• Work to be completed:
Could you retype, exactly as written, every line from the top of the records through the line that contains "--- a/ControlDataIntegrityTests/ControlDataIntegrityTests.csproj"?

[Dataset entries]
########

PR #660, opened 2020-03-24
Instead of having errors in versification files ignored, alert the user

tombogle:
Previous behavior (accidentally, because of a change in SIL.Scripture) suppressed the error reporting and used the resulting versification, which might be bogus. Now we alert the user as appropriate.

Note: this is a pre-requisite to completion of https://github.com/sillsdev/Glyssen/pull/659

---
This change is [Reviewable](https://reviewable.io/reviews/sillsdev/glyssen/660)

### DIFF
--- a/ControlDataIntegrityTests/ControlDataIntegrityTests.csproj
+++ b/ControlDataIntegrityTests/ControlDataIntegrityTests.csproj
@@ -97,10 +97,10 @@
       <HintPath>..\packages\ParatextData.9.1.1-beta\lib\netstandard2.0\PtxUtils.dll</HintPath>
     </Reference>
     <Reference Include="SIL.Core, Version=8.0.0.0, Culture=neutral, PublicKeyToken=cab3c8c5232dfcf2, processorArchitecture=MSIL">
-      <HintPath>..\packages\SIL.Core.8.0.0-beta0077\lib\net461\SIL.Core.dll</HintPath>
+      <HintPath>..\packages\SIL.Core.8.0.0-beta0091\lib\net461\SIL.Core.dll</HintPath>
     </Reference>
     <Reference Include="SIL.Scripture, Version=8.0.0.0, Culture=neutral, PublicKeyToken=cab3c8c5232dfcf2, processorArchitecture=MSIL">
-      <HintPath>..\packages\SIL.Scripture.8.0.0-beta0037\lib\net461\SIL.Scripture.dll</HintPath>
+      <HintPath>..\packages\SIL.Scripture.8.0.0-beta0091\lib\net461\SIL.Scripture.dll</HintPath>
     </Reference>
     <Reference Include="SIL.WritingSystems, Version=8.0.0.0, Culture=neutral, PublicKeyToken=cab3c8c5232dfcf2, processorArchitecture=MSIL">
       <HintPath>..\packages\SIL.WritingSystems.8.0.0-beta0077\lib\net461\SIL.WritingSystems.dll</HintPath>
--- a/ControlDataIntegrityTests/packages.config
+++ b/ControlDataIntegrityTests/packages.config
@@ -21,8 +21,8 @@
   <package id="NUnit.Extension.TeamCityEventListener" version="1.0.7" targetFramework="net472" />
   <package id="NUnit.Extension.VSProjectLoader" version="3.8.0" targetFramework="net461" />
   <package id="ParatextData" version="9.1.1-beta" targetFramework="net472" />
-  <package id="SIL.Core" version="8.0.0-beta0077" targetFramework="net472" />
-  <package id="SIL.Scripture" version="8.0.0-beta0037" targetFramework="net472" />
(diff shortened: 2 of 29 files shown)


tombogle:
___
*[GlyssenEngine/Utilities/StringExtensions.cs, line 80 at r1](https://reviewable.io/reviews/sillsdev/glyssen/660#-M3CzVxK7zm-WQGhnmtE:-M3DHtiR7fYJSNy2Mjnw:b-z0a97p) ([raw file](https://github.com/sillsdev/glyssen/blob/ac9f637f44821ff8a2336adb7738fadf3e428865/GlyssenEngine/Utilities/StringExtensions.cs#L80)):*

> ```
> 			if (truncated.Length <= to)
> 				return truncated;
> ```
Seems you don't need this condition. Isn't it met by the following one?
</blockquote></details>

So it seems. I deleted it and tests still pass.

tombogle:
___
*[GlyssenEngine/Utilities/StringExtensions.cs, line 83 at r1](https://reviewable.io/reviews/sillsdev/glyssen/660#-M3Cziy0B76Ap0MyNR92:-M3DIAF9BkfAr_b1qN-p:b3ennfv) ([raw file](https://github.com/sillsdev/glyssen/blob/ac9f637f44821ff8a2336adb7738fadf3e428865/GlyssenEngine/Utilities/StringExtensions.cs#L83)):*

> ```
> to
> ```
Shouldn't this be `to + ellipses.length`?
I see that's not the way you wrote the tests, but it seems like what the caller would expect. If my assumption is wrong, and the caller expects their own string to be truncated to `to` with the addition of the ellipes, that probably warrants a comment (well, either way it does, I guess).
</blockquote></details>

I have no idea. I pretty much overdesigned this I think. My actual needs were quite simple and not very exacting.

tombogle:
___
*[GlyssenEngine/Utilities/GlyssenVersificationTable.cs, line 61 at r1](https://reviewable.io/reviews/sillsdev/glyssen/660#-M3DPMDA8pV-EmZwOQ3C:-M3DzjmCEit8_CxfRQo1:brkj80q) ([raw file](https://github.com/sillsdev/glyssen/blob/ac9f637f44821ff8a2336adb7738fadf3e428865/GlyssenEngine/Utilities/GlyssenVersificationTable.cs#L61)):*

Do we need to do anything to guarantee this has been called before any public methods can be used?
</blockquote></details>

I just made the constructor private, so the only way it can get created is by calling Initialize. In actual fact, neither the public property nor the public method I added would do anything harmful if called on a table that wasn't hooked up as the implementation, but they also wouldn't do anything helpful.

tombogle:
___
*[GlyssenEngine/Utilities/GlyssenVersificationTable.cs, line 97 at r1](https://reviewable.io/reviews/sillsdev/glyssen/660#-M3DP_egEXcGfSwevxu3:-M3E-ZGN7doS2CNhoy1H:bpwv6as) ([raw file](https://github.com/sillsdev/glyssen/blob/ac9f637f44821ff8a2336adb7738fadf3e428865/GlyssenEngine/Utilities/GlyssenVersificationTable.cs#L97)):*

Do these strings come from Paratext?
I suppose it isn't worth it to copy all their translations over right now...
</blockquote></details>

They sort of come from Paratext. I shortened most of them and made them a little less Paratexty. It is extremely unlikely that any Glyssen user will ever see any of these. I was able to sabotage some things to test the functionality, but in practice Paratext gripes pretty loudly, so they probably wouldn't get very far without fixing the problems. I seriously thought about just cleaning up the code and leaving the errors unreported.

tombogle:
What WAS happening is that the base implementation always throws the exception immediately, but Paratext substitutes its own implementation that always batches the errors up to be reported later. But since we were not setting a ProgressUtils.Implementation, the "report later" thing was never happening. So one change was to hook up that plumbing. But the problem with that is that in the case where we just want to report and rollback (assuming that is what we really want to do when a bundle has a bogus versification file), it doesn't work. And in the case of a versification file with a lot of errors, it's really annoying. We could (and maybe should) talk about why/if we really want/need to handle the problem in three different ways.

tombogle:
___
*[Glyssen/Utilities/ProgressUtilsImpl.cs, line 16 at r1](https://reviewable.io/reviews/sillsdev/glyssen/660#-M3DR2mw14_4QZZXyxVG:-M3E2-eY0_wUAlktATO-:bov4hki) ([raw file](https://github.com/sillsdev/glyssen/blob/ac9f637f44821ff8a2336adb7738fadf3e428865/Glyssen/Utilities/ProgressUtilsImpl.cs#L16)):*

I didn't review this carefully, making the assumption this was basically copied from elsewhere. If that is not correct, let me know.
</blockquote></details>

It is copied from Paratext, but I hacked out a lot fo the really complex stuff that handles all kinds of cases that I don't expect to occur in Glyssen. I also did a few Resharper-assisted tweaks. But, yeah, it probably doesn't need a fine tooth comb.

PR #661, opened 2020-03-27
Implement in-memory persistence for tests

tombogle:
This change is [Reviewable](https://reviewable.io/reviews/sillsdev/glyssen/661)


tombogle:
___
*[InMemoryTestPersistence/PersistenceImplementation.cs, line 161 at r1](https://reviewable.io/reviews/sillsdev/glyssen/661#-M3SjayCEZ0wCE-yb9A9:-M3khB-H006ZIQqV7CRk:b-4zbrqu) ([raw file](https://github.com/sillsdev/glyssen/blob/a90158f7241c85a4e18e623368abd85ed785a7b4/InMemoryTestPersistence/PersistenceImplementation.cs#L161)):*

> ```
> m_finalHome
> ```
The term "final home" isn't speaking to me.
Could you at least add a comment?
</blockquote></details>

No. That's gone :-)

tombogle:
___
*[InMemoryTestPersistence/ProjectKeyComparer.cs, line 48 at r1](https://reviewable.io/reviews/sillsdev/glyssen/661#-M3Sgb3pCY3D_O9ivy8q:-M3kheJaDj0HxDEOvQB8:bsn0q0h) ([raw file](https://github.com/sillsdev/glyssen/blob/a90158f7241c85a4e18e623368abd85ed785a7b4/InMemoryTestPersistence/ProjectKeyComparer.cs#L48)):*

I'm surprised to see this list of properties doesn't match the list above in Equals.
</blockquote></details>

That's because you're not yet used to doing code reviews for people who make mistakes!

tombogle:
___
*[GlyssenEngineTests/GlyssenEngineTests.csproj, line 326 at r2](https://reviewable.io/reviews/sillsdev/glyssen/661#-M3mevNIBQDxS0hSLxjc:-M3pys4108TX_cpuPcCk:b-f9nrf8) ([raw file](https://github.com/sillsdev/glyssen/blob/04f38e7e6fcf6b3b0071e646f3b8cb34c40e0b89/GlyssenEngineTests/GlyssenEngineTests.csproj#L326)):*

Uh. Was this intended?
</blockquote></details>

Yes. As the commit message says: "Added reference to GlyssenFileBasedPersistence in GlyssenEngineTests because it depends on InMemoryTestPersistence, which needs an instance of the file-based PersistenceImplementation to load the standard reference texts." Oddly, it built fine and tests ran fine (through Resharper) on my machine without it. But apparently without it, the DLL does not get shadow-copied by the normal NUnit test runner on the command line.
This is where in an ideal world we would have the reader and writer implementations split so that the GlyssenEngineTests could depend solely on a DLL with a class that implements the Reader logic. But probably not worth the effort and the overhead of another DLL.
Another possibility would be to implement methods in GlyssenEngine itself to load the standard reference texts from file and not use the persistence layer for them at all. However, I think maybe Vessel's plan is to deploy all reference texts via CouchBase.
Another possibility would be to (re)implement the necessary methods directly in the in-memory persistence implementation to load the standard reference texts from file. That would entail some code duplication, but maybe not a whole lot.

tombogle:
___
*[GlyssenEngineTests/ProjectTests.cs, line 348 at r2](https://reviewable.io/reviews/sillsdev/glyssen/661#-M3mlK198MvEH6_Uwe8K:-M3q0TcN9vGhvsnCRgeJ:b-3f3i6u) ([raw file](https://github.com/sillsdev/glyssen/blob/04f38e7e6fcf6b3b0071e646f3b8cb34c40e0b89/GlyssenEngineTests/ProjectTests.cs#L348)):*

> ```
> [Timeout(11000)]
> ```
Was the plan to take all these out?
</blockquote></details>

I considered it, but it appears that the file access was not the bottleneck. I'm going to do a little profiling to see if I can speed them up. I hate slow unit tests.

tombogle:
___
*[GlyssenEngineTests/ViewModelTests/AssignCharacterViewModelTests.cs, line 2179 at r2](https://reviewable.io/reviews/sillsdev/glyssen/661#-M3mjbxX1AR1tS6cN8LF:-M3rrPa3EeQrB0fB54g4:bnx289w) ([raw file](https://github.com/sillsdev/glyssen/blob/04f38e7e6fcf6b3b0071e646f3b8cb34c40e0b89/GlyssenEngineTests/ViewModelTests/AssignCharacterViewModelTests.cs#L2179)):*

I don't understand this addition. I guess you are just trying to get the test project back into a clean state?
Seems especially odd since the test doesn't reference m_testProject directly.
Comment?

Same below.
</blockquote></details>

CreateModel does reference m_testProject, and since methods are called on the model that modify the data, we need to put it back into pristine shape so it doesn't affect another test. In other fixtures we use a member variable to tell us that a full refresh is needed. That's probably better since we can avoid the overhead when just running a single test.

tombogle:
___
*[InMemoryTestPersistence/InMemoryTestPersistence.csproj, line 19 at r2](https://reviewable.io/reviews/sillsdev/glyssen/661#-M3mg9YH6SSJ-CctBIjZ:-M3rvAvH-YZiMJ8OjSJ8:b-4kvqqa) ([raw file](https://github.com/sillsdev/glyssen/blob/04f38e7e6fcf6b3b0071e646f3b8cb34c40e0b89/InMemoryTestPersistence/InMemoryTestPersistence.csproj#L19)):*

Hm. Definitely didn't expect this dependency, either...
</blockquote></details>

Same reason as the other one.

tombogle:
___
*[GlyssenEngineTests/GlyssenEngineTests.csproj, line 326 at r2](https://reviewable.io/reviews/sillsdev/glyssen/661#-M3mevNIBQDxS0hSLxjc:-M3rvKwa4varyyBx-ARr:b4fvhqz) ([raw file](https://github.com/sillsdev/glyssen/blob/04f38e7e6fcf6b3b0071e646f3b8cb34c40e0b89/GlyssenEngineTests/GlyssenEngineTests.csproj#L326)):*

Sorry; I missed that commit comment. There are so many, I don't see them anymore. (Are you planning to squash?)

It's just tests, so I don't think it is worth much effort to change.
</blockquote></details>

I don't usually squash. It seems to be more trouble than it's worth to me.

########

• Response to the exercise:
PR #660, opened 2020-03-24
Instead of having errors in versification files ignored, alert the user

tombogle:
Previous behavior (accidentally, because of a change in SIL.Scripture) suppressed the error reporting and used the resulting versification, which might be bogus. Now we alert the user as appropriate.

Note: this is a pre-requisite to completion of https://github.com/sillsdev/Glyssen/pull/659

---
This change is [Reviewable](https://reviewable.io/reviews/sillsdev/glyssen/660)

### DIFF
--- a/ControlDataIntegrityTests/ControlDataIntegrityTests.csproj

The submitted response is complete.